== YOUR TASK ==
Copy out exactly the lines below that run from the one holding "biaoli0: Oh not" to the one holding "changes in https://github.com/beyondessential/tupaia/pull/4301", keeping both of those lines and no others.

== Collected data entries ==
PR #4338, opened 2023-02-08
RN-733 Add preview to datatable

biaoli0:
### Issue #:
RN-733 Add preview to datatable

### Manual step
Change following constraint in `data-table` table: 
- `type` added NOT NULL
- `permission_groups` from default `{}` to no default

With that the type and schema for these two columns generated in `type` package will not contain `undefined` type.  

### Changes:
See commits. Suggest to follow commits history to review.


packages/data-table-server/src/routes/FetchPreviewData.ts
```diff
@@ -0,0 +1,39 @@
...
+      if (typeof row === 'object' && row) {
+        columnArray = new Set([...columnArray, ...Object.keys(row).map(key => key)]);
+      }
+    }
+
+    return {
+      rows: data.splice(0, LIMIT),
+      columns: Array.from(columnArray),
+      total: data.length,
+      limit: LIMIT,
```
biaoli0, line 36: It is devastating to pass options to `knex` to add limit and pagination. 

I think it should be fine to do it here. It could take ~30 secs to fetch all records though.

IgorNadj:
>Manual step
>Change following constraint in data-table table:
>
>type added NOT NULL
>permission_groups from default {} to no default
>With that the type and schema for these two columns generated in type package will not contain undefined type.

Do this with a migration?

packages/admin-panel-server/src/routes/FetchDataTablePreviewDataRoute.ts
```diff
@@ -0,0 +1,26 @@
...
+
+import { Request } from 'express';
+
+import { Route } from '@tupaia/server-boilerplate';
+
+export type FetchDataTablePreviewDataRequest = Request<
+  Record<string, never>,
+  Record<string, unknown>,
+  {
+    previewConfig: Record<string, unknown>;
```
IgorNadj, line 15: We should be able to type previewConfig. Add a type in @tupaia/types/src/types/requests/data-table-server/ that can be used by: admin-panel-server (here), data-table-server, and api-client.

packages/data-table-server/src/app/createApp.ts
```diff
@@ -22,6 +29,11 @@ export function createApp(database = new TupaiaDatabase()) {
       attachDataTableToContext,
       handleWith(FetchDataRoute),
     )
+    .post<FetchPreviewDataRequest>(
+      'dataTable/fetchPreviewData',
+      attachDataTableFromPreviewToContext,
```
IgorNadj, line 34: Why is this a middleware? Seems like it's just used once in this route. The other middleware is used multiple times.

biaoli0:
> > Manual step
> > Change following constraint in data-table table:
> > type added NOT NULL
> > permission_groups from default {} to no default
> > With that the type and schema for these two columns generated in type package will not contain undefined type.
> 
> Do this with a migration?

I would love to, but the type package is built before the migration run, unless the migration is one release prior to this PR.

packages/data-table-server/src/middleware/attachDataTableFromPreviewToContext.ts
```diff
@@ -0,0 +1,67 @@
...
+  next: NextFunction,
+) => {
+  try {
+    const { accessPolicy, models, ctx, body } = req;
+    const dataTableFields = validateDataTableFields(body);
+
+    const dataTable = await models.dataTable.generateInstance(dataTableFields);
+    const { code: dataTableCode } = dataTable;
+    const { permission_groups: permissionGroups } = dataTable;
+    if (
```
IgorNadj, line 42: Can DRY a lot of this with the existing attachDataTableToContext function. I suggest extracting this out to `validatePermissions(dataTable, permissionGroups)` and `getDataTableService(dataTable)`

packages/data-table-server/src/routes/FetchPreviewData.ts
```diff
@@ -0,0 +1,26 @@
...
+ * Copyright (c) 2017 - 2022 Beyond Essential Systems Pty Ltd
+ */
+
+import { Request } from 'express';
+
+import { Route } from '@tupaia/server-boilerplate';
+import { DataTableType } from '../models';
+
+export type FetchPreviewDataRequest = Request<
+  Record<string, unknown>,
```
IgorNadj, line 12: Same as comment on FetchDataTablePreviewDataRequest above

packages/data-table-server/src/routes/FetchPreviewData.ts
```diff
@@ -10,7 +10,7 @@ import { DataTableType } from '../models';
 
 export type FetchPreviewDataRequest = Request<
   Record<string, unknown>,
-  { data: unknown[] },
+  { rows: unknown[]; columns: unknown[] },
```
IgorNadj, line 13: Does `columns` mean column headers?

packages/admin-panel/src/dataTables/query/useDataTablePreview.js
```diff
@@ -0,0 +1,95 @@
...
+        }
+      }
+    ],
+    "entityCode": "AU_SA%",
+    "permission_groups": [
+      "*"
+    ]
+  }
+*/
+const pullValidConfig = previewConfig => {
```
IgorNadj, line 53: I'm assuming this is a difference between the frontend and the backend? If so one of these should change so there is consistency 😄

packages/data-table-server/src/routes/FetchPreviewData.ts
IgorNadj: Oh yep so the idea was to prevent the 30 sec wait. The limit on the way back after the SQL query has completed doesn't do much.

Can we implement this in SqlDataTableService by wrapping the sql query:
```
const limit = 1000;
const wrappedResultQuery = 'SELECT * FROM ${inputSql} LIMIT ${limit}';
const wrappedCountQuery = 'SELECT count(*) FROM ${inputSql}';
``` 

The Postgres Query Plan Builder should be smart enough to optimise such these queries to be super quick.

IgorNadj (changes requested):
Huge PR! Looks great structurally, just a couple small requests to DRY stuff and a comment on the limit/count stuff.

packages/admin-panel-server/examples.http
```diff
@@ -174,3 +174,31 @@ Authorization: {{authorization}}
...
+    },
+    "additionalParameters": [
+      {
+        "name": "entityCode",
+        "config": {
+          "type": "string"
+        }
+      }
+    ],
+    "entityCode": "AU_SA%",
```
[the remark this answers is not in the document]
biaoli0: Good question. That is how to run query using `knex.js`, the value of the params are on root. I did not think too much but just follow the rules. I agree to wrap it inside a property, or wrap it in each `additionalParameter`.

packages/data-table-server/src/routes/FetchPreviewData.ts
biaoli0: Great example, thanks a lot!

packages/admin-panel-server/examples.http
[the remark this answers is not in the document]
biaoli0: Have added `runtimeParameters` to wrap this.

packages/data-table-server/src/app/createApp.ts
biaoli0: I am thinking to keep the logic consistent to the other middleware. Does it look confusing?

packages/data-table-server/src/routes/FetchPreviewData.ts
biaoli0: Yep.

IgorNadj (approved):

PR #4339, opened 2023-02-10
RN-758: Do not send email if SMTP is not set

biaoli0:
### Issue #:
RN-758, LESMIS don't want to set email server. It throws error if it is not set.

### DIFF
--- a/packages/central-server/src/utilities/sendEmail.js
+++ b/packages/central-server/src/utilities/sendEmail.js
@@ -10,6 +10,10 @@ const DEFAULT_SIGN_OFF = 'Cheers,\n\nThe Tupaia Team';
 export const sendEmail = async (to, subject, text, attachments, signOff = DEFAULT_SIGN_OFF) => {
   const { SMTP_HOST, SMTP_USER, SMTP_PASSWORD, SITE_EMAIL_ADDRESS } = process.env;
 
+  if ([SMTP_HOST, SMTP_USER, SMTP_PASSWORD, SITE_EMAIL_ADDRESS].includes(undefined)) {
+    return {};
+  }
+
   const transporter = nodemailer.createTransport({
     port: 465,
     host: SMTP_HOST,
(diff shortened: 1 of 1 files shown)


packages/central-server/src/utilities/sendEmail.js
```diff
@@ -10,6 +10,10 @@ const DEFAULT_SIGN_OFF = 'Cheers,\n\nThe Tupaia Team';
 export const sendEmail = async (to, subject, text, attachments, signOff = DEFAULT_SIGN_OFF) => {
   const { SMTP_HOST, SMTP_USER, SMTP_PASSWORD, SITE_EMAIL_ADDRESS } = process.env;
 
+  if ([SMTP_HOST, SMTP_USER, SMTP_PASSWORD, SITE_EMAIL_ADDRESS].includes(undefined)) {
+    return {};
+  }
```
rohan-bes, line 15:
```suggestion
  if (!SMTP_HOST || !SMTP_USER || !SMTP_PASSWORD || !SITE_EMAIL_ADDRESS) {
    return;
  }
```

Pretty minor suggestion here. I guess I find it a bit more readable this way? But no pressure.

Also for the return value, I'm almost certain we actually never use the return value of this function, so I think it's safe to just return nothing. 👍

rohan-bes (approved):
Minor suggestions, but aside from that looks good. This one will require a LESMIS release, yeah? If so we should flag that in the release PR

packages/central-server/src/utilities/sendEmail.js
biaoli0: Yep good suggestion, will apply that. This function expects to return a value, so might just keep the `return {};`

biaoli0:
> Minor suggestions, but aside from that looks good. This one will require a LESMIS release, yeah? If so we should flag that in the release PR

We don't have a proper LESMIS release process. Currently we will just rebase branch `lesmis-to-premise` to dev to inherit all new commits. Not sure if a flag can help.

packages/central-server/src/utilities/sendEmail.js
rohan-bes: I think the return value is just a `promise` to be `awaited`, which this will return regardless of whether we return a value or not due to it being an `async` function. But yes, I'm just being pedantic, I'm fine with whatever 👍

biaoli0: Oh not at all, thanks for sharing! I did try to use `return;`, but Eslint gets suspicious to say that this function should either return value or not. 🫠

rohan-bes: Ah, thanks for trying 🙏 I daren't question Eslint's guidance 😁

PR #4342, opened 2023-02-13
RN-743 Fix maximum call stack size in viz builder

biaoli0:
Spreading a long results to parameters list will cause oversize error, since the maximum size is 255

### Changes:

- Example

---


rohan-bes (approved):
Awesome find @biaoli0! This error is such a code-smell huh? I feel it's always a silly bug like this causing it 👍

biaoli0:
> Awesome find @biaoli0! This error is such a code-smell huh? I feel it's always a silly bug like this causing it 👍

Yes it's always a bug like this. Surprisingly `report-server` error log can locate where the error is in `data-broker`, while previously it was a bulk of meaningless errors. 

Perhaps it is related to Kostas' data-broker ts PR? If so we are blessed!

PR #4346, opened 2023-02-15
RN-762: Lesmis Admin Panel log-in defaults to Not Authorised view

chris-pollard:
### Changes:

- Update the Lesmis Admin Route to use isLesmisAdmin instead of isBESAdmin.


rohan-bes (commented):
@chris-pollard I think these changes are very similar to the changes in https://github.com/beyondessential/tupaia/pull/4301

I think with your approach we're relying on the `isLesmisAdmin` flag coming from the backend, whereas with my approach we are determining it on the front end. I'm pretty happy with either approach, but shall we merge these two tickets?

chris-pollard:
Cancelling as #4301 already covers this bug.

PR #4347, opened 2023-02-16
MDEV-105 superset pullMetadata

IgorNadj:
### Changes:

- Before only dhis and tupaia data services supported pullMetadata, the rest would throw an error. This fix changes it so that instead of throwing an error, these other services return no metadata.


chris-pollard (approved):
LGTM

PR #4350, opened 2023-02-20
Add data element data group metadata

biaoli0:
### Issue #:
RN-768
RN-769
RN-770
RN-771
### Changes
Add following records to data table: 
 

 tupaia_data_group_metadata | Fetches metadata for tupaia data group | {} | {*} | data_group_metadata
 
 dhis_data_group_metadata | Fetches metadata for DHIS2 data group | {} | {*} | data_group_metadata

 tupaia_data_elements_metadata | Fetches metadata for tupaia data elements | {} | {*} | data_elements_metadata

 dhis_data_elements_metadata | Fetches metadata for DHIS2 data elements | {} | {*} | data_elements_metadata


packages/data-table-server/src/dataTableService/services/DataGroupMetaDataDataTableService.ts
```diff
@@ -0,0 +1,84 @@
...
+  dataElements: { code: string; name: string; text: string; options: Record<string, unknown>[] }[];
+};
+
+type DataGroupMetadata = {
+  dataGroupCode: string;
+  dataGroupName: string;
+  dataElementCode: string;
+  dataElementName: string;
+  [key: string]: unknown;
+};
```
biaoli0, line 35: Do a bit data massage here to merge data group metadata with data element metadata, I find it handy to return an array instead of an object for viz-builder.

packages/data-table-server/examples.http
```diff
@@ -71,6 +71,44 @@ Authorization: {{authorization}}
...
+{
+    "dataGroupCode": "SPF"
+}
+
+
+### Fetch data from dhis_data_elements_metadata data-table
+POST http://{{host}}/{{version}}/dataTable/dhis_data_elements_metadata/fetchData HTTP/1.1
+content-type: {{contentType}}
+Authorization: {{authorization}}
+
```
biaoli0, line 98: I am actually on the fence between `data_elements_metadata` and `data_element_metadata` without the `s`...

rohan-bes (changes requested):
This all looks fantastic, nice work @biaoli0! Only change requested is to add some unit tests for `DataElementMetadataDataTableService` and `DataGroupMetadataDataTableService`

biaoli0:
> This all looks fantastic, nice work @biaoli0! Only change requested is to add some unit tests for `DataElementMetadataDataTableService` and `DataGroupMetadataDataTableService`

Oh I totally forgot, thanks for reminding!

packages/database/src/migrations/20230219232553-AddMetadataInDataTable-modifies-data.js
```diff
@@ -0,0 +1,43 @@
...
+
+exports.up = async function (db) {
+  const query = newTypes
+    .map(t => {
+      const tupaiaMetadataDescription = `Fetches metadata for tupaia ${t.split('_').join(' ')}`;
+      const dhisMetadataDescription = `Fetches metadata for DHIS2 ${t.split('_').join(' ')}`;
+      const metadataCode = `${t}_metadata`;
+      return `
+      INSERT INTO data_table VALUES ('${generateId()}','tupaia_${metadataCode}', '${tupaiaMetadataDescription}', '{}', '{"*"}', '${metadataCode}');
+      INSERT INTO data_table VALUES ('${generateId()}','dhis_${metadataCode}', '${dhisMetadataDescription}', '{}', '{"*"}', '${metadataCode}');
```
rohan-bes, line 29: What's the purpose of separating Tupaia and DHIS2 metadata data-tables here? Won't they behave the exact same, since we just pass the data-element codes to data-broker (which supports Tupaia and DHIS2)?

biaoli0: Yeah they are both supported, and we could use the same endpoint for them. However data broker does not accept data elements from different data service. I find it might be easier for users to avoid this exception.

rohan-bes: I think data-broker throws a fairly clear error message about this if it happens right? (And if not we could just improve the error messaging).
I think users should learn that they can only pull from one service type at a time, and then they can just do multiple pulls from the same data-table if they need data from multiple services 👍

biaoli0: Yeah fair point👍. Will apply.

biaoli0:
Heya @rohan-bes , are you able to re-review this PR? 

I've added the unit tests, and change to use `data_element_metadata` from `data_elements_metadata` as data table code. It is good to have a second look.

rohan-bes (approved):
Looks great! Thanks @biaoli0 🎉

== RESPONSE TO THE TASK ==
biaoli0: Oh not at all, thanks for sharing! I did try to use `return;`, but Eslint gets suspicious to say that this function should either return value or not. 🫠

rohan-bes: Ah, thanks for trying 🙏 I daren't question Eslint's guidance 😁

PR #4342, opened 2023-02-13
RN-743 Fix maximum call stack size in viz builder

biaoli0:
Spreading a long results to parameters list will cause oversize error, since the maximum size is 255

### Changes:

- Example

---


rohan-bes (approved):
Awesome find @biaoli0! This error is such a code-smell huh? I feel it's always a silly bug like this causing it 👍

biaoli0:
> Awesome find @biaoli0! This error is such a code-smell huh? I feel it's always a silly bug like this causing it 👍

Yes it's always a bug like this. Surprisingly `report-server` error log can locate where the error is in `data-broker`, while previously it was a bulk of meaningless errors. 

Perhaps it is related to Kostas' data-broker ts PR? If so we are blessed!

PR #4346, opened 2023-02-15
RN-762: Lesmis Admin Panel log-in defaults to Not Authorised view

chris-pollard:
### Changes:

- Update the Lesmis Admin Route to use isLesmisAdmin instead of isBESAdmin.


rohan-bes (commented):
@chris-pollard I think these changes are very similar to the changes in https://github.com/beyondessential/tupaia/pull/4301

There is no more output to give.